Excerpts from a dataset:
*** Begin section ***

PR #525, opened 2024-10-22
Localize images from Markdown metadata

stasinos:
Read Lat, Lon fields in the Markdown files to localize images. These override the EXIF GPS coordinates, if both are present, allowing manually localizing the images on the map. This is useful to, for instance, localize the image based on what is depicted instead of where the camera was standing.

### DIFF
--- a/docs/image_information.rst
+++ b/docs/image_information.rst
@@ -16,6 +16,10 @@ keys are used by Sigal to get the useful informations on the gallery:
 - *Title*: the image title.
 - *Date*: the file date, useful when it cannot be read from the EXIF metadata,
   e.g. for videos and some image formats.
+- *Lat* and *Lon*: geo-location for positioning the image on map galleries.
+  Note that this overrides EXIF coordinates, so except for localizing when
+  EXIF cooredinates are missing it can also be used to localize the image
+  based on what is depicted instead of where the camera was standing.
 
 Any additional meta-data is available in the templates. For instance::
 
--- a/docs/image_information.rst
+++ b/docs/image_information.rst
@@ -18,7 +18,7 @@ keys are used by Sigal to get the useful informations on the gallery:
   e.g. for videos and some image formats.
 - *Lat* and *Lon*: geo-location for positioning the image on map galleries.
   Note that this overrides EXIF coordinates, so except for localizing when
-  EXIF cooredinates are missing it can also be used to localize the image
+  EXIF coordinates are missing it can also be used to localize the image
   based on what is depicted instead of where the camera was standing.
 
 Any additional meta-data is available in the templates. For instance::
--- a/src/sigal/gallery.py
+++ b/src/sigal/gallery.py
@@ -5,6 +5,7 @@
 # Copyright (c) 2017      - Mate Lakat
 # Copyright (c) 2018      - Edwin Steele
 # Copyright (c) 2021      - Tim AtLee
+# Copyright (c) 2024      - Stasinos Konstantopoulos
 
 # Permission is hereby granted, free of charge, to any person obtaining a copy
 # of this software and associated documentation files (the "Software"), to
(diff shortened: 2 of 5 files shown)


docs/image_information.rst
```diff
@@ -16,6 +16,10 @@ keys are used by Sigal to get the useful informations on the gallery:
 - *Title*: the image title.
 - *Date*: the file date, useful when it cannot be read from the EXIF metadata,
   e.g. for videos and some image formats.
+- *Lat* and *Lon*: geo-location for positioning the image on map galleries.
+  Note that this overrides EXIF coordinates, so except for localizing when
+  EXIF cooredinates are missing it can also be used to localize the image
```
saimn, line 21:
```suggestion
  EXIF coordinates are missing it can also be used to localize the image
```

src/sigal/gallery.py
```diff
@@ -286,6 +287,15 @@ def _get_markdown_metadata(self):
 
         return meta
 
+    @cached_property
+    def lat(self):
+        return self.markdown_metadata.get("lat", {})
```
saimn, line 292:
```suggestion
        return self.markdown_metadata.get("lat", "")
```
should return a string by default I think ?

src/sigal/gallery.py
```diff
@@ -286,6 +287,15 @@ def _get_markdown_metadata(self):
...
+
+    @cached_property
+    def lon(self):
+        """Other metadata extracted from the Markdown index.md file."""
+        return self.markdown_metadata.get("lon", {})
```
saimn, line 297:
```suggestion
        return self.markdown_metadata.get("lon", "")
```

src/sigal/gallery.py
saimn, line 292: Can you change the properties to return `media.exif.gps.lat/lon` if not available in meta ? this would avoid the if/else in the template.

saimn (commented):
Seems useful, thanks. A few comments below.

src/sigal/gallery.py
stasinos: Or None which simplifies the code even further, allowing get() its default behaviour.
The related if statement in Jinja works the same.

src/sigal/gallery.py
stasinos: Or None which simplifies the code even further, allowing get() its default behaviour.
The related if statement in Jinja works the same.
Please see new commit.

src/sigal/gallery.py
stasinos: But that would make it impossible to write a template that prefers the EXIF coordinates.
You might not want this, IMHO.

saimn: people can still use directly `media.exif.gps`. But for `media.lat` I think it makes sense to avoid the manual coordinates or the exif ones.

stasinos: I hate to insist, but I feel I have to. I perceive the Python code as a considerably "deeper" layer than the templates. I expect that many users will be happy to work at the template layer but will want to avoid the Python layer. Thus, I expect that a simple, easily predictable behaviour for media.lat/lon and media.exif.gps makes it easy to write templates.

*** End section ***

- **WORK REQUEST**
Each of the records above is to be copied exactly.

- **ANSWER**
PR #525, opened 2024-10-22
Localize images from Markdown metadata

stasinos:
Read Lat, Lon fields in the Markdown files to localize images. These override the EXIF GPS coordinates, if both are present, allowing manually localizing the images on the map. This is useful to, for instance, localize the image based on what is depicted instead of where the camera was standing.

### DIFF
--- a/docs/image_information.rst
+++ b/docs/image_information.rst
@@ -16,6 +16,10 @@ keys are used by Sigal to get the useful informations on the gallery:
 - *Title*: the image title.
 - *Date*: the file date, useful when it cannot be read from the EXIF metadata,
   e.g. for videos and some image formats.
+- *Lat* and *Lon*: geo-location for positioning the image on map galleries.
+  Note that this overrides EXIF coordinates, so except for localizing when
+  EXIF cooredinates are missing it can also be used to localize the image
+  based on what is depicted instead of where the camera was standing.
 
 Any additional meta-data is available in the templates. For instance::
 
--- a/docs/image_information.rst
+++ b/docs/image_information.rst
@@ -18,7 +18,7 @@ keys are used by Sigal to get the useful informations on the gallery:
   e.g. for videos and some image formats.
 - *Lat* and *Lon*: geo-location for positioning the image on map galleries.
   Note that this overrides EXIF coordinates, so except for localizing when
-  EXIF cooredinates are missing it can also be used to localize the image
+  EXIF coordinates are missing it can also be used to localize the image
   based on what is depicted instead of where the camera was standing.
 
 Any additional meta-data is available in the templates. For instance::
--- a/src/sigal/gallery.py
+++ b/src/sigal/gallery.py
@@ -5,6 +5,7 @@
 # Copyright (c) 2017      - Mate Lakat
 # Copyright (c) 2018      - Edwin Steele
 # Copyright (c) 2021      - Tim AtLee
+# Copyright (c) 2024      - Stasinos Konstantopoulos
 
 # Permission is hereby granted, free of charge, to any person obtaining a copy
 # of this software and associated documentation files (the "Software"), to
(diff shortened: 2 of 5 files shown)


docs/image_information.rst
```diff
@@ -16,6 +16,10 @@ keys are used by Sigal to get the useful informations on the gallery:
 - *Title*: the image title.
 - *Date*: the file date, useful when it cannot be read from the EXIF metadata,
   e.g. for videos and some image formats.
+- *Lat* and *Lon*: geo-location for positioning the image on map galleries.
+  Note that this overrides EXIF coordinates, so except for localizing when
+  EXIF cooredinates are missing it can also be used to localize the image
```
saimn, line 21:
```suggestion
  EXIF coordinates are missing it can also be used to localize the image
```

src/sigal/gallery.py
```diff
@@ -286,6 +287,15 @@ def _get_markdown_metadata(self):
 
         return meta
 
+    @cached_property
+    def lat(self):
+        return self.markdown_metadata.get("lat", {})
```
saimn, line 292:
```suggestion
        return self.markdown_metadata.get("lat", "")
```
should return a string by default I think ?

src/sigal/gallery.py
```diff
@@ -286,6 +287,15 @@ def _get_markdown_metadata(self):
...
+
+    @cached_property
+    def lon(self):
+        """Other metadata extracted from the Markdown index.md file."""
+        return self.markdown_metadata.get("lon", {})
```
saimn, line 297:
```suggestion
        return self.markdown_metadata.get("lon", "")
```

src/sigal/gallery.py
saimn, line 292: Can you change the properties to return `media.exif.gps.lat/lon` if not available in meta ? this would avoid the if/else in the template.

saimn (commented):
Seems useful, thanks. A few comments below.

src/sigal/gallery.py
stasinos: Or None which simplifies the code even further, allowing get() its default behaviour.
The related if statement in Jinja works the same.

src/sigal/gallery.py
stasinos: Or None which simplifies the code even further, allowing get() its default behaviour.
The related if statement in Jinja works the same.
Please see new commit.

src/sigal/gallery.py
stasinos: But that would make it impossible to write a template that prefers the EXIF coordinates.
You might not want this, IMHO.

saimn: people can still use directly `media.exif.gps`. But for `media.lat` I think it makes sense to avoid the manual coordinates or the exif ones.

stasinos: I hate to insist, but I feel I have to. I perceive the Python code as a considerably "deeper" layer than the templates. I expect that many users will be happy to work at the template layer but will want to avoid the Python layer. Thus, I expect that a simple, easily predictable behaviour for media.lat/lon and media.exif.gps makes it easy to write templates.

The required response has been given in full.